::: Supplied records

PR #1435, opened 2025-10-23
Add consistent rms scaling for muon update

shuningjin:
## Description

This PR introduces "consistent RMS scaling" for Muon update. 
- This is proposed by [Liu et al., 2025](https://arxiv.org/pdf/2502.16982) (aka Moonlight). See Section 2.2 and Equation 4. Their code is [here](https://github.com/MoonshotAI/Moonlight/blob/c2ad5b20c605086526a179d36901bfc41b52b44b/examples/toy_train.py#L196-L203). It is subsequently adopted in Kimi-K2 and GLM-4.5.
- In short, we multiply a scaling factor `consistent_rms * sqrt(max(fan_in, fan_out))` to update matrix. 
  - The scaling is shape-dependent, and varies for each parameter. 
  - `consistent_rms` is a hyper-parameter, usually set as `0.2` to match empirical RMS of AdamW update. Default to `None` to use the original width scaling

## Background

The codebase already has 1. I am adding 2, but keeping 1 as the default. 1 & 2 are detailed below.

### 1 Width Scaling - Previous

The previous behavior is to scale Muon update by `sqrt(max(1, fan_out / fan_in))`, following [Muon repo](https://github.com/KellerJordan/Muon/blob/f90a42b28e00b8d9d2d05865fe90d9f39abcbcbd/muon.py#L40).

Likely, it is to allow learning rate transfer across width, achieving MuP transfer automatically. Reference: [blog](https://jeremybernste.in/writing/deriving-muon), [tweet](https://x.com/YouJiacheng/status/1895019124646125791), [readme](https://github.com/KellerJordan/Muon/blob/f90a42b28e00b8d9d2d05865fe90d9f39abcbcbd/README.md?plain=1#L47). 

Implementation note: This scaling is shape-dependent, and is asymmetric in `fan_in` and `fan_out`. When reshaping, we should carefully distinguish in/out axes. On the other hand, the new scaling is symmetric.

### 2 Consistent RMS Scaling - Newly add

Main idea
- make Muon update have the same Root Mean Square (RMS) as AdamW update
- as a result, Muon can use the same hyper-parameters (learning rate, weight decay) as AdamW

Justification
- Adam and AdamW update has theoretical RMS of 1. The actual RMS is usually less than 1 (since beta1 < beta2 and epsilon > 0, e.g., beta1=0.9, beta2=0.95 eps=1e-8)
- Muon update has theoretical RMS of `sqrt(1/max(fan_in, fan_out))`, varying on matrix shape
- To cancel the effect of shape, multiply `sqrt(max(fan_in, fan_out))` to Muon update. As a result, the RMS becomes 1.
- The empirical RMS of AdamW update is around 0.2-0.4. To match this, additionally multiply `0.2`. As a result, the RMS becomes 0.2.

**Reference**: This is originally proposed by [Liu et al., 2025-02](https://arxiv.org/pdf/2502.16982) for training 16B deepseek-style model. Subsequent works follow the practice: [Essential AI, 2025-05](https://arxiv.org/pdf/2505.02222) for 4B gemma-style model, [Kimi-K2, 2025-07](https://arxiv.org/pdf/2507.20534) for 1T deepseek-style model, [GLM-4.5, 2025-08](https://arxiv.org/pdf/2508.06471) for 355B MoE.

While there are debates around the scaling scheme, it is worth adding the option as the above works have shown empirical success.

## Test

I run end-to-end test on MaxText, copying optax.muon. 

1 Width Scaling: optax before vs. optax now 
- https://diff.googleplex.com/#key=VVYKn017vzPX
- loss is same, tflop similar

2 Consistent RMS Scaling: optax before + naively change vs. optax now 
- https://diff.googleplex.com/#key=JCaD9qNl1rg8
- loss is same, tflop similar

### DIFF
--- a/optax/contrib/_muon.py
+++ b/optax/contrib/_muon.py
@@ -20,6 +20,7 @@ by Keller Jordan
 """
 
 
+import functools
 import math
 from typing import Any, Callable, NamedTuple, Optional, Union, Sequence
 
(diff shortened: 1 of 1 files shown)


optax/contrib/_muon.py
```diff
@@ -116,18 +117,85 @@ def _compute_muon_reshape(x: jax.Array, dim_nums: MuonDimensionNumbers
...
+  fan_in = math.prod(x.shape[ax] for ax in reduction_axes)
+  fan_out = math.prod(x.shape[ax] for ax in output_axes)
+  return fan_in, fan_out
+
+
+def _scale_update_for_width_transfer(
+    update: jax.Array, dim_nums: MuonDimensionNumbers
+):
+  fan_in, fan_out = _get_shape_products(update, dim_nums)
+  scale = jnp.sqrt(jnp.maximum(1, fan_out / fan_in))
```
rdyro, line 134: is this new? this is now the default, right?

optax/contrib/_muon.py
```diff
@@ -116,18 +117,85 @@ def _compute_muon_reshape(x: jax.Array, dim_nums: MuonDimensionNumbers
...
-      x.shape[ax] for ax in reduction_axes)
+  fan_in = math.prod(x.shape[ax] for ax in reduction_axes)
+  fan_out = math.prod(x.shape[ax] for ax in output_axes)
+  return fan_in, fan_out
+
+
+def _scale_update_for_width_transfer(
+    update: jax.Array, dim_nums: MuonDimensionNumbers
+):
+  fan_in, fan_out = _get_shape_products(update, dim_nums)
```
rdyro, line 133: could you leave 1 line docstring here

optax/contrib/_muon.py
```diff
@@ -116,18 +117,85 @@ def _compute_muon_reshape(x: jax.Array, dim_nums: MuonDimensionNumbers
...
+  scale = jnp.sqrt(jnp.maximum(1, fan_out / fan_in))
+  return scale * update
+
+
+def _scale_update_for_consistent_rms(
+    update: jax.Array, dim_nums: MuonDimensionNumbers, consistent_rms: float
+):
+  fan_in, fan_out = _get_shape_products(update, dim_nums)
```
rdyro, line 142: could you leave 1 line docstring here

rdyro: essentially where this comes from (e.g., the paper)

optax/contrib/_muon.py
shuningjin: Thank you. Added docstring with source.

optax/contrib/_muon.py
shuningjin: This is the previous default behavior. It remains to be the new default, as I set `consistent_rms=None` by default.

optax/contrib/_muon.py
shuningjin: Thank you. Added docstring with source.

::::::

Work to complete:
Once you have read the entries, write them out again without altering a single character.

Result for this exercise:
PR #1435, opened 2025-10-23
Add consistent rms scaling for muon update

shuningjin:
## Description

This PR introduces "consistent RMS scaling" for Muon update. 
- This is proposed by [Liu et al., 2025](https://arxiv.org/pdf/2502.16982) (aka Moonlight). See Section 2.2 and Equation 4. Their code is [here](https://github.com/MoonshotAI/Moonlight/blob/c2ad5b20c605086526a179d36901bfc41b52b44b/examples/toy_train.py#L196-L203). It is subsequently adopted in Kimi-K2 and GLM-4.5.
- In short, we multiply a scaling factor `consistent_rms * sqrt(max(fan_in, fan_out))` to update matrix. 
  - The scaling is shape-dependent, and varies for each parameter. 
  - `consistent_rms` is a hyper-parameter, usually set as `0.2` to match empirical RMS of AdamW update. Default to `None` to use the original width scaling

## Background

The codebase already has 1. I am adding 2, but keeping 1 as the default. 1 & 2 are detailed below.

### 1 Width Scaling - Previous

The previous behavior is to scale Muon update by `sqrt(max(1, fan_out / fan_in))`, following [Muon repo](https://github.com/KellerJordan/Muon/blob/f90a42b28e00b8d9d2d05865fe90d9f39abcbcbd/muon.py#L40).

Likely, it is to allow learning rate transfer across width, achieving MuP transfer automatically. Reference: [blog](https://jeremybernste.in/writing/deriving-muon), [tweet](https://x.com/YouJiacheng/status/1895019124646125791), [readme](https://github.com/KellerJordan/Muon/blob/f90a42b28e00b8d9d2d05865fe90d9f39abcbcbd/README.md?plain=1#L47). 

Implementation note: This scaling is shape-dependent, and is asymmetric in `fan_in` and `fan_out`. When reshaping, we should carefully distinguish in/out axes. On the other hand, the new scaling is symmetric.

### 2 Consistent RMS Scaling - Newly add

Main idea
- make Muon update have the same Root Mean Square (RMS) as AdamW update
- as a result, Muon can use the same hyper-parameters (learning rate, weight decay) as AdamW

Justification
- Adam and AdamW update has theoretical RMS of 1. The actual RMS is usually less than 1 (since beta1 < beta2 and epsilon > 0, e.g., beta1=0.9, beta2=0.95 eps=1e-8)
- Muon update has theoretical RMS of `sqrt(1/max(fan_in, fan_out))`, varying on matrix shape
- To cancel the effect of shape, multiply `sqrt(max(fan_in, fan_out))` to Muon update. As a result, the RMS becomes 1.
- The empirical RMS of AdamW update is around 0.2-0.4. To match this, additionally multiply `0.2`. As a result, the RMS becomes 0.2.

**Reference**: This is originally proposed by [Liu et al., 2025-02](https://arxiv.org/pdf/2502.16982) for training 16B deepseek-style model. Subsequent works follow the practice: [Essential AI, 2025-05](https://arxiv.org/pdf/2505.02222) for 4B gemma-style model, [Kimi-K2, 2025-07](https://arxiv.org/pdf/2507.20534) for 1T deepseek-style model, [GLM-4.5, 2025-08](https://arxiv.org/pdf/2508.06471) for 355B MoE.

While there are debates around the scaling scheme, it is worth adding the option as the above works have shown empirical success.

## Test

I run end-to-end test on MaxText, copying optax.muon. 

1 Width Scaling: optax before vs. optax now 
- https://diff.googleplex.com/#key=VVYKn017vzPX
- loss is same, tflop similar

2 Consistent RMS Scaling: optax before + naively change vs. optax now 
- https://diff.googleplex.com/#key=JCaD9qNl1rg8
- loss is same, tflop similar

### DIFF
--- a/optax/contrib/_muon.py
+++ b/optax/contrib/_muon.py
@@ -20,6 +20,7 @@ by Keller Jordan
 """
 
 
+import functools
 import math
 from typing import Any, Callable, NamedTuple, Optional, Union, Sequence
 
(diff shortened: 1 of 1 files shown)


optax/contrib/_muon.py
```diff
@@ -116,18 +117,85 @@ def _compute_muon_reshape(x: jax.Array, dim_nums: MuonDimensionNumbers
...
+  fan_in = math.prod(x.shape[ax] for ax in reduction_axes)
+  fan_out = math.prod(x.shape[ax] for ax in output_axes)
+  return fan_in, fan_out
+
+
+def _scale_update_for_width_transfer(
+    update: jax.Array, dim_nums: MuonDimensionNumbers
+):
+  fan_in, fan_out = _get_shape_products(update, dim_nums)
+  scale = jnp.sqrt(jnp.maximum(1, fan_out / fan_in))
```
rdyro, line 134: is this new? this is now the default, right?

optax/contrib/_muon.py
```diff
@@ -116,18 +117,85 @@ def _compute_muon_reshape(x: jax.Array, dim_nums: MuonDimensionNumbers
...
-      x.shape[ax] for ax in reduction_axes)
+  fan_in = math.prod(x.shape[ax] for ax in reduction_axes)
+  fan_out = math.prod(x.shape[ax] for ax in output_axes)
+  return fan_in, fan_out
+
+
+def _scale_update_for_width_transfer(
+    update: jax.Array, dim_nums: MuonDimensionNumbers
+):
+  fan_in, fan_out = _get_shape_products(update, dim_nums)
```
rdyro, line 133: could you leave 1 line docstring here

optax/contrib/_muon.py
```diff
@@ -116,18 +117,85 @@ def _compute_muon_reshape(x: jax.Array, dim_nums: MuonDimensionNumbers
...
+  scale = jnp.sqrt(jnp.maximum(1, fan_out / fan_in))
+  return scale * update
+
+
+def _scale_update_for_consistent_rms(
+    update: jax.Array, dim_nums: MuonDimensionNumbers, consistent_rms: float
+):
+  fan_in, fan_out = _get_shape_products(update, dim_nums)
```
rdyro, line 142: could you leave 1 line docstring here

rdyro: essentially where this comes from (e.g., the paper)

optax/contrib/_muon.py
shuningjin: Thank you. Added docstring with source.

optax/contrib/_muon.py
shuningjin: This is the previous default behavior. It remains to be the new default, as I set `consistent_rms=None` by default.

optax/contrib/_muon.py
shuningjin: Thank you. Added docstring with source.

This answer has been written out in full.